Le tort du député Ruffin, en revanche, c’est d’avouer publiquement la part physique, viscérale, de sa répulsion profonde à l’égard du citoyen-président. Les détracteurs de François ne l’ont donc pas loupé, l’un d’eux réduisant même son livre à un « dégueulis de haine ». Il ne leur paraît ni « politique », ni « politiquement correct » de faire état d’une sorte de détestation sensorielle, animale, à la base de son combat « moral » contre les injustices de l’ordre établi et le pouvoir des responsables qui le maintiennent. Aussi soulignent-ils, pour discréditer l’engagement de François Ruffin, le caractère incongru, bassement populaire, voire racial, de cette attaque ad hominem centrée sur le corps du président honni, dont voici quelques passages litigieux : « Votre tête ne me revient pas […] Partout, vous posiez avec vos mines pour catalogue des 3 Suisses : les traits réguliers, le nez droit, la peau lisse, la mâchoire carrée […] C’est physique. C’est viscéral. C’est très mal. Je ne m’en vante pas […] mais ce rejet, nous sommes des milliers à l’éprouver. »

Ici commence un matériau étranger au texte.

PR #430, opened 2025-09-05
Add dylint lints for errors

Hinton:
## 📔 Objective

This adds two custom dylint lint.

- `error_suffix`: Requires all types that implements `Error` ends with an `Error` suffix.
- `error_enum`: Forbids ending enum error variants with `Error`.

## ⏰ Reminders before review

- CI builds passed
  team

## 🦮 Reviewer guidelines


Cargo.toml
```diff
@@ -1,6 +1,7 @@
 [workspace]
 resolver = "2"
 members = ["bitwarden_license/*", "crates/*"]
+exclude = ["support/lints"]
```
dani-garcia, line 4: Do you need to explicitly exclude this when it's not part of `members`?

support/lints/rust-toolchain
dani-garcia, line 1: can we rename the file to `rust-toolchain.toml` to have syntax highlighting?

Also would be nice for the version to match the one we use for formatting, to avoid having multiples:
https://github.com/bitwarden/sdk-internal/blob/8447df0c9a2f0c8639a5937c889d20662b18b8b4/rust-toolchain.toml#L8

dani-garcia (commented):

D’où une première question que présuppose cette affaire : faut-il aimer physiquement un président de la République pour comprendre et apprécier sa politique ? Ce serait faire de l’élection du magistrat suprême une ratification épidermique !
J’ignore la réponse qu’on pourrait apporter à cette question, qui pourrait être de l’ordre de la condition nécessaire mais non suffisante (ou l’inverse), ce qui eût donné toutes ses chances à Ségolène Royal en 2007…
Question subsidiaire : dans la liste de nos magistrats suprêmes, depuis 60 ans, quelles étaient les têtes qui nous revenaient ? Et quelle serait la tête d’emploi idéale en ce 21ème siècle pour gouverner la France à l’avenir ? Un sondage s’imposerait, du moins auprès des lecteurs des jeudis de l’AFBH !
Mais si l’on élargit le débat, l’autre question qui se pose concerne alors le physique de toute personne que nous rencontrons, qu’il s’agisse de répulsion ou d’adulation : s’agit-il de son corps-nature ou de son corps-social ?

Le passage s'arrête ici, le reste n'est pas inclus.